Nooo, the m and b keys are very close together and it's an easy typo to make :yesnod:


----------



## moggiemum

ahhh that was what happened , flounces , im still calling you muleass , hehe , i thought you werent speaking to me anymore , i got all sad yeay your back , let the fun begin , but i have to go soon , you can start without me


----------



## Mulish

moggiemum said:


> ahhh that was what happened , flounces , im still calling you muleass , hehe , i thought you werent speaking to me anymore , i got all sad yeay your back , let the fun begin , but i have to go soon , you can start without me


You flounced and then returned? Is it a bounce-flounce?

I come and go as I please with neither thought nor care for other's plans. I'm very much like a cat in that way. Also, I'm easily bribed with tuna.

I'd love to stick around but I've just found a really nice sun patch to stretch out in, weather report says it will be short-lived so I must make use of it whilst I can. And it's right in the way of a door - bonus!

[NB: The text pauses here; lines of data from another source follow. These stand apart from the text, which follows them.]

PR #890, opened 2022-01-17
update relative links so that they are correct

jamesadevine:


pelikhan (approved):
Best to use absolute links

PR #961, opened 2022-04-04
Air quality index

pelikhan:
See https://www.airnow.gov/?city=Seattle&state=WA&country=USA


mmoskal:
The AQI seems specific to the US (defined by EPA). EU has a different standard.  We could say that in the description that what is meant is the EPA one.

Also it's in principle possible for AQI to be fractional, so maybe use u16.16.

The EPA standard says you should average stuff over 1h, so not sure you'll get 1s update time.

See https://en.wikipedia.org/wiki/Air_quality_index#United_States

pelikhan:
I've added a min/max register to capture the various ranges defined for each countries. I don't think we want a different service for each range.

mmoskal:
Then maybe you should have a register that says which kind of measurement it is (and potentially change it). I don't think there's an easy conversion between different AQIs, but it seems easy to calculate different AQIs from the same PM2.5 etc data.

PR #1154, opened 2022-06-20
set design identifiers

mmoskal:
@pelikhan do you have some logic deriving id/filename from "name" field in JSON?


pelikhan:
Yes identifierToUrl or something

pelikhan (approved):

PR #1210, opened 2022-09-06
Service: Planar position

pelikhan:

### DIFF
--- a/services/planarposition.md
+++ b/services/planarposition.md
@@ -2,7 +2,8 @@
 
     identifier: 0x1dc37f55
     status: experimental
-    tags: input
+    extends: _sensor
+    group: movement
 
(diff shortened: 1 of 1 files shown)


services/planarposition.md
```diff
@@ -0,0 +1,19 @@
+# Planar position
+
+    identifier: 0x1dc37f55
+    status: experimental
+    tags: input
+
+A sensor that repors 2D position, typically an optical mouse tracking sensor.
+
+The sensor starts at an arbitrary origin (0,0) and reports the distance from that origin.
+
```
mmoskal, line 10: I wonder if we should suggest something like this:
```suggestion
The `streaming_interval` is respected when the position is changing. When the position is not changing, the streaming interval may be throttled to `500ms`.
```

mmoskal (approved):

PR #1231, opened 2022-12-19
adding semversion runtime version

pelikhan:
Adding a semver runtime version.


mmoskal (approved):
it doesn't fit the current format I use but will fix it on my side

mmoskal:
actually I reordered the fields so it fits 32 bit binary format

PR #1278, opened 2023-05-05
Device: Forward Education Moisture Sensor v1.0

brian-inksmith:


pelikhan:
The picture looks clipped, is it a bug of my tool. Do you have an unclipped version?

brian-inksmith:
Oh that’s odd.  The attached one should be better.  They’re all a little washed out.  We’ll get better ones before launch.

Ill work on the moisture capacitive variant and SVG early next week.

PR #1351, opened 2024-02-11
Device: M5Stack Cardputer v1.0

reggi:
I pulled this in manually from the form.
The Product Identifier came up as `0x32f390a2` for me on the site and converted to base 10 🤷 not sure if this is right.


reggi:
cc https://github.com/microsoft/devicescript/issues/679

@microsoft-github-policy-service agree company="Microsoft"
@microsoft-github-policy-service agree

reggi:
I'm a little confused as if this should be an entry for the M5Stamp or the M5Cardputer. The stamp is the chip, the cardputer is the device with the lcd and keyboard.

PR #1360, opened 2024-03-07
double use of Productidentifier

MKleinSB:
Sorry,  the Productidentifier was used double by me


MKleinSB:
Somehow Callicolor has not been added to the device catalog and ist not found n the device dashboard.

grafik

PR #1378, opened 2024-07-16
Arcade shields

tballmsft:


devices/icshop/gamebitexpansionboardv10.jpg
pelikhan, line 1: we need a better picture with the proper form factor or it'll look wanky in the web site.

PR #1404, opened 2025-04-30
Device: Forward Education Lights v1.0

brian-forwardedu:


ssande-fwd:
Product ID should be 827772839 based on observation that it is supposed to correspond to firmware ID.

mmoskal (approved):

Issue #102, opened 2015-02-11
N+1 problem in CdoSnapshotFinder


pawelszymczyk:
Probably we should use one query instead of n+1 queries for download CdoSnapshots for given globalId.  

Here is link to loop that generates a problem:

https://github.com/javers/javers/blob/%2367_sql_repository/javers-persistence-sql/src/main/java/org/javers/repository/sql/finders/CdoSnapshotFinder.java#L72

bartoszwalacik:
problem n+1 zapytań został zlikwidowany

PR #115, opened 2015-02-23
#102 n+1

bartoszwalacik:
many SQL optimizations,
few changes in javers-core, to minimize number of Repository interactions during commit()


bartoszwalacik:
przy okazji wchodzi

PR #145, opened 2015-05-04
Use Repository instead of CrudRepository

sebastian-sch:
In our case CrudRepository isn't not working because we directly extend the Repository. 

I think it is in general a good idea, to make it as flexible as possible.

[Review on Reviewable](https://reviewable.io/reviews/javers/javers/145)

### DIFF
--- a/javers-spring/src/main/java/org/javers/spring/auditable/aspect/JaversAuditableRepositoryAspect.java
+++ b/javers-spring/src/main/java/org/javers/spring/auditable/aspect/JaversAuditableRepositoryAspect.java
@@ -10,7 +10,7 @@ import org.javers.spring.auditable.AspectUtil;
 import org.javers.spring.auditable.AuthorProvider;
 import org.slf4j.Logger;
 import org.slf4j.LoggerFactory;
-import org.springframework.data.repository.CrudRepository;
+import org.springframework.data.repository.Repository;
 import org.springframework.data.repository.core.RepositoryMetadata;
 import org.springframework.data.repository.core.support.DefaultRepositoryMetadata;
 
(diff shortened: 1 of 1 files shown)


bartoszwalacik:
but save() and delete() methods are defined in CrudRepository, Repository is only a marker interface

so is this pointcut typesafe?

```
@After("execution(public * save(..)) && this(org.springframework.data.repository.Repository)")
```

bartoszwalacik:
if you do not extend CrudRepository, how you define your save() and delete() methods?

bartoszwalacik:
@sebastian-sch are you there? :)

sebastian-sch:
Sorry for the delay, I was quite busy. The reason why I use the Repository instead of CrudRepository is, that I don't allow delete. I created my own CrudRepository with the same save() but without delete, for this the logic from JaversAuditableRepositoryAspect isn't working. 

Another option instead of changing    
```
@After("execution(public * save(..)) && this(org.springframework.data.repository.Repository)")
```
would be, to make JaversAuditableRepositoryAspect extendable  
to overwrite 
```
   @After("execution(public * delete(..)) && this(org.springframework.data.repository.Repository)")
    public void onDeleteExecuted(JoinPoint pjp)  {
        onVersionEvent(pjp, deleteHandler);
    }
```
or
```
    @After("execution(public * save(..)) && this(org.springframework.data.repository.Repository)")
    public void onSaveExecuted(JoinPoint pjp) {
        onVersionEvent(pjp, saveHandler);
    }
```

pawelszymczyk:
Hi Sebastian

Firstly thansk for a response, now your case is very clear. Aspectj does not allowed to extend concrete aspects, JaversAuditableRepositoryAspect is concrete so there is no possibility to change advices. Proper solution is to separate logic and advices, logic should be moved to abstract aspect, and advices should stay at contrete class as a default implementation, then you can extend abstract aspect and provide your own advices. Do you want to provide this solution in another pull request?

bartoszwalacik:
closing due to lack of activity

PR #151, opened 2015-05-12
Use startswith() to determine if method is getter

lalpert:
The function `isGetter()` checks if a method name begins with "get" or
"is". Previously, the code used `.substring(0,3)`, which throws an error
if the method name is fewer than 3 characters. `startswith()` won't
throw an error in that case and will instead return false.


pawelszymczyk:
Looks good to me but someone else must approve, @bartoszwalacik, @bgalek go on

bartoszwalacik:
that's better, thanks for the contribution

PR #158, opened 2015-05-22
first steps with hibernate proxied objects

bgalek:
hibernate test is passing, still need to fix javers-core to be able to run javers without declaring proxy (should be optional) and need to refactor default proxymanager impl, but you can see my aproach already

I hope we'll meet again soon, boggiemum :w00t:


----------



## Royoyo

This woman is crazy  Lasange in the dishwasher :laugh::laugh::laugh:

https://www.facebook.com/photo.php?v=1437375809813126


----------



## Mulish

Royoyo said:


> This woman is crazy  Lasange in the dishwasher :laugh::laugh::laugh:
> 
> https://www.facebook.com/photo.php?v=1437375809813126


Yep, everyone knows you only use the dishwasher to make vodka cocktails 

How to make a perfect vodka cocktail - in your dishwasher! | Mail Online


----------



## Royoyo

Mulish said:


> Yep, everyone knows you only use the dishwasher to make vodka cocktails
> 
> How to make a perfect vodka cocktail - in your dishwasher! | Mail Online


 I want, I want, I want, I wanttttttttttttttttttt!


----------



## Mulish

Royoyo said:


> I want, I want, I want, I wanttttttttttttttttttt!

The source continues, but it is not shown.